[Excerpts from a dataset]
PR #421, opened 2022-10-12
Use one config instead of three

faergeek:


smelnikov (approved):
Maybe we should combine the main config and legacy? How time-consuming is that?

faergeek:
I created a separate task to get rid of legacy config. It's better to figure out what parts of it are used and where, and then combine only parts that we actually need

KirillZamotaev (approved):

PR #568, opened 2022-12-20
KEEP-769: fix endless loading balances

domnikov-timofei:


src/controllers/currentAccount.ts
```diff
@@ -325,4 +325,47 @@ export class CurrentAccountController {
...
+    const currentNetwork = this.getNetwork();
+    const url = new URL('addresses/balance', this.getNode());
+    const addresses = this.getAccounts().map(account => account.address);
+
+    while (addresses.length > 0) {
+      const splicedAddresses = addresses.splice(0, 1000);
+      const response = await fetch(url, {
+        method: 'POST',
+        headers: {
+          'Content-Type': 'application/json',
```
faergeek, line 339: It's better to add `accept` header as well, so fields with 64-bit integers will be returned as strings instead of numbers:

```js
accept: 'application/json; large-significand-format=string',
```

There are examples of this right in this file.
https://docs.waves.tech/en/waves-node/node-api/headers

src/controllers/currentAccount.ts
```diff
@@ -325,4 +325,47 @@ export class CurrentAccountController {
...
+          addresses: splicedAddresses,
+        }),
+      });
+
+      const regularBalances = (await response.json()) as Array<{
+        id: string;
+        balance: string;
+      }>;
+
+      const balances = regularBalances.reduce<Record<string, BalancesItem>>(
```
faergeek, line 351: May be better use `map` + `Object.fromEntries` instead? It's easier to understand and I guess it's also more efficient than spreading object on every iteration :-)

src/controllers/currentAccount.ts
```diff
@@ -325,4 +325,47 @@ export class CurrentAccountController {
...
+        (acc, regularBalance) => {
+          const balanceKey = `balance_${regularBalance.id}`;
+          const existingBalance = this.store.getState()[balanceKey];
```
faergeek, line 354: May be separate `this.store.getState()` and getting a key in it? It would be more readable. And this way it's trivial to call `this.store.getState()` just once outside of the loop, instead of calling it on every iteration.

src/controllers/currentAccount.ts
```diff
@@ -325,4 +325,47 @@ export class CurrentAccountController {
...
+
+          const balance = existingBalance
```
faergeek, line 356: `undefined` spreads onto an object pretty well, so there's no need for this ternary

src/ui/components/pages/otherAccounts.tsx
```diff
@@ -44,10 +44,25 @@ export function OtherAccountsPage() {
...
+      typeof balance?.regular !== 'undefined'
+        ? new Money(balance.regular, wavesAsset)
+        : undefined,
     ])
   );
 
+  useEffect(() => {
+    background.updateOtherAccountsBalances();
+
+    const intervalId = setInterval(
```
faergeek, line 56: I thought we discussed that we'd better start next request after previous one is done. Am I wrong? If not, then `setInterval` should be replaced with `setTimeout`. And `setTimeout` should be called only after the update is done.

faergeek (changes requested):

smelnikov (approved):

faergeek (approved):

.size-limit.json
```diff
@@ -16,7 +16,7 @@
       "dist/build/popup.js",
       "dist/build/vendors*.js"
     ],
-    "limit": "529 kB"
+    "limit": "561 kB"
```
faergeek, line 19: It didn't really increase that much, right?

PR #586, opened 2022-12-28
KEEP-538: get list of supported assets from Aggregator API

domnikov-timofei:


src/ui/components/pages/swap/form.tsx
```diff
@@ -410,59 +409,58 @@ export function SwapForm({
     }
   }, [swapVendorTouched, profitVendor]);
 
+  const swappableAssetEntries = usePopupSelector(
```
smelnikov, line 412: Maybe rename it to `swappableAssetIdsByVendor`?
The current name is a bit confusing.

smelnikov (approved):

src/ui/components/pages/swap/form.tsx
```diff
@@ -410,59 +409,58 @@ export function SwapForm({
...
         return {
           ...asset,
           disabled: !isAvailable,
           disabledTooltip: isAvailable
             ? undefined
             : t('swap.notSwappablePairTooltip', {
-                assetTicker1: fromAsset.ticker,
-                assetTicker2: asset.ticker,
+                assetDisplayName1: fromAsset.ticker || fromAsset.displayName,
+                assetDisplayName2: asset.ticker || asset.displayName,
```
faergeek, line 459: `displayName` is already `ticker || name`, no need for `asset.ticker || ` here

src/ui/components/pages/swap/form.tsx
faergeek: I would also say that redux state and storage key should be renamed as well

src/ui/components/pages/assets/assetItem.tsx
```diff
@@ -174,7 +175,7 @@ export function AssetItem({
           </Tooltip>
 
           {currentNetwork === 'mainnet' &&
-            isSwappableAsset(currentNetwork, assetId) && (
+            Object.values(swappableAssets).flat().includes(assetId) && (
```
faergeek, line 178: May be pass `isSwappable` from the outside? Otherwise for every asset item there's a loop, which first flattens arrays and then searches for asset id. Also when passing from outside (asset list) it would make sense to convert it to set first, to utilize `Set#has` method, which I beleive is `O(1)`, not `O(n)`

.size-limit.json
```diff
@@ -16,7 +16,7 @@
       "dist/build/popup.js",
       "dist/build/vendors*.js"
     ],
-    "limit": "529 kB"
+    "limit": "559 kB"
```
faergeek, line 19: Seems like size limit for ui is decreased actually

faergeek (approved):

faergeek (approved):

PR #638, opened 2023-01-20
KEEP-1015: SignWrapper refactoring

domnikov-timofei:


src/ui/components/pages/importEmail/signContext.tsx
```diff
@@ -0,0 +1,161 @@
+import clsx from 'clsx';
```
faergeek, line 1: I think this file should be moved into a more generic place, like `messages` folder may be or `_core`. `signWrapper` was here because we initially implemented `email` and `ledger` on top of each other and forgot to move it out of here :-)

src/ui/components/pages/importEmail/signContext.tsx
```diff
@@ -0,0 +1,161 @@
...
+  useRef,
+  useState,
+} from 'react';
+import { useTranslation } from 'react-i18next';
+import { Button } from 'ui/components/ui/buttons/Button';
+import { Modal } from 'ui/components/ui/modal/Modal';
+import Background from 'ui/services/Background';
+
+import { Login } from './login';
+import * as styles from './signWrapper.module.css';
```
faergeek, line 20: Better rename css file according to this file's name

src/ui/components/pages/importEmail/signContext.tsx
```diff
@@ -0,0 +1,161 @@
...
+
+export const SignContext = createContext<{
+  openConfirmModal: () => Promise<unknown>;
+  closeConfirmModal: () => void;
+}>({
+  openConfirmModal: async () => undefined,
+  closeConfirmModal: () => undefined,
```
faergeek, line 27: I think that in general instead of passing noops as initial value it's better to make it null, but add an invariant to `useSign` hook. So in case there's no context (we're trying to call it upper in the tree) we'll get a runtime error instead of silently doing nothing.

src/ui/components/pages/importEmail/signContext.tsx
```diff
@@ -0,0 +1,161 @@
...
+          onConfirm(params);
+          break;
+      }
+
+      setPending(false);
+    },
+    [account, onConfirm, openConfirmModal, closeConfirmModal]
+  );
+
+  return [sign, pending];
```
faergeek, line 160: I think it makes sense to use an object instead of a tuple here, so we decide about names right here. I see no reason to allow giving these values arbitrary names at a call site. It's not a generic thing, like e.g. `useState`

src/ui/components/pages/importEmail/signContext.tsx
```diff
@@ -0,0 +1,161 @@
...
+  openConfirmModal: async () => undefined,
+  closeConfirmModal: () => undefined,
+});
+
+export const SignProvider = ({ children }: { children: ReactNode }) => {
+  const { t } = useTranslation();
+
+  const account = usePopupSelector(state => state.selectedAccount);
+
+  const [modalOpen, setModalOpen] = useState(false);
```
faergeek, line 35: May be rename to `isModalOpen`?

src/ui/components/pages/importEmail/signContext.tsx
```diff
@@ -0,0 +1,161 @@
...
+
+  const modalPromiseRef = useRef<{
+    resolve: null | ((value: unknown) => void);
+  }>({ resolve: null });
```
faergeek, line 39: Seems like making the whole object nullable makes more sense. Or may be not use an object, just keep resolve fn itself and name it `modalResolveRef`

src/ui/components/pages/importEmail/signContext.tsx
```diff
@@ -0,0 +1,161 @@
...
+export function useSign<OnConfirmParams>(
+  onConfirm: (params: OnConfirmParams) => void | Promise<void>
+): [(params: OnConfirmParams) => Promise<void>, boolean] {
+  const account = usePopupSelector(state => state.selectedAccount);
+
+  const [pending, setPending] = useState(false);
+
+  const { openConfirmModal, closeConfirmModal } = useContext(SignContext);
+
+  const sign = useCallback(
```
faergeek, line 121: Can this function be passed from provider instead, so all this logic for wallet types will be closer to each other? And if it's possible to get rid of ref keeping resolve function in provider that would be really great, because it's sometimes hard to follow the code with these kinds of things involved

faergeek (changes requested):
At the end, it seems like it would be better if `useSign` hook would just get value from context, throw if it's `null` and if not, pass the value outside. And all the logic will be implemented inside provider

src/ui/components/pages/swap/swap.tsx
```diff
@@ -97,223 +97,219 @@ export function Swap() {
...
-          onSwap={onPrepare}
-        />
-      )}
-    </SignWrapper>
+      }
+    },
+    [assets, selectedAccount, t, wavesFeeCoins]
+  );
+
+  const { sign, pending: signPending } = useSign(onConfirm);
```
faergeek, line 286: May be name it `signPending` (or better `isSignPending`) in `useSign` instead of renaming on the call site? It was the whole point of changing from array to object as a return value, to have better name already chosen for us :-)

faergeek (approved):

faergeek (approved):

PR #650, opened 2023-01-26
load usd prices from data service

domnikov-timofei:


src/ui/components/ui/UsdAmount/index.tsx
```diff
@@ -8,18 +12,22 @@ interface Props {
...
     return null;
   }
 
-  return !usdPrices[id] || usdPrices[id] === '1' ? null : (
-    <p className={className}>{`≈ $${new BigNumber(usdPrices[id])
-      .mul(tokens)
-      .toFixed(2)}`}</p>
+  return (
+    <p className={className}>
+      {`≈ $${new BigNumber(usdPrices[id]).mul(tokens).toFixed(2)}`}
```
faergeek, line 30: Seems like using jsx for formatting would be easier to understand here

src/ui/components/ui/UsdAmount/index.tsx
```diff
@@ -8,18 +12,22 @@ interface Props {
...
   const isMainnet = currentNetwork === 'mainnet';
 
-  if (!usdPrices || !isMainnet) {
+  const usdPrices = useUsdPrices(useMemo(() => [id], [id]));
+
+  if (typeof usdPrices[id] !== 'string') {
+    return <Loader />;
+  }
+
+  if (!isMainnet || !usdPrices[id] || usdPrices[id] === '1') {
```
faergeek, line 24: You already check for `usdPrices[id]` above. Checking that it's a string is enough. If it's empty, then it's a backend problem. And we don't need a special case for '1' value, we decided to show usd prices for all assets always.

src/controllers/assetInfo.ts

> [What to produce]
Within the entries, find all lines that contain "existingBalance" and copy each one.

> [Written solution]
+          const existingBalance = this.store.getState()[balanceKey];
+          const balance = existingBalance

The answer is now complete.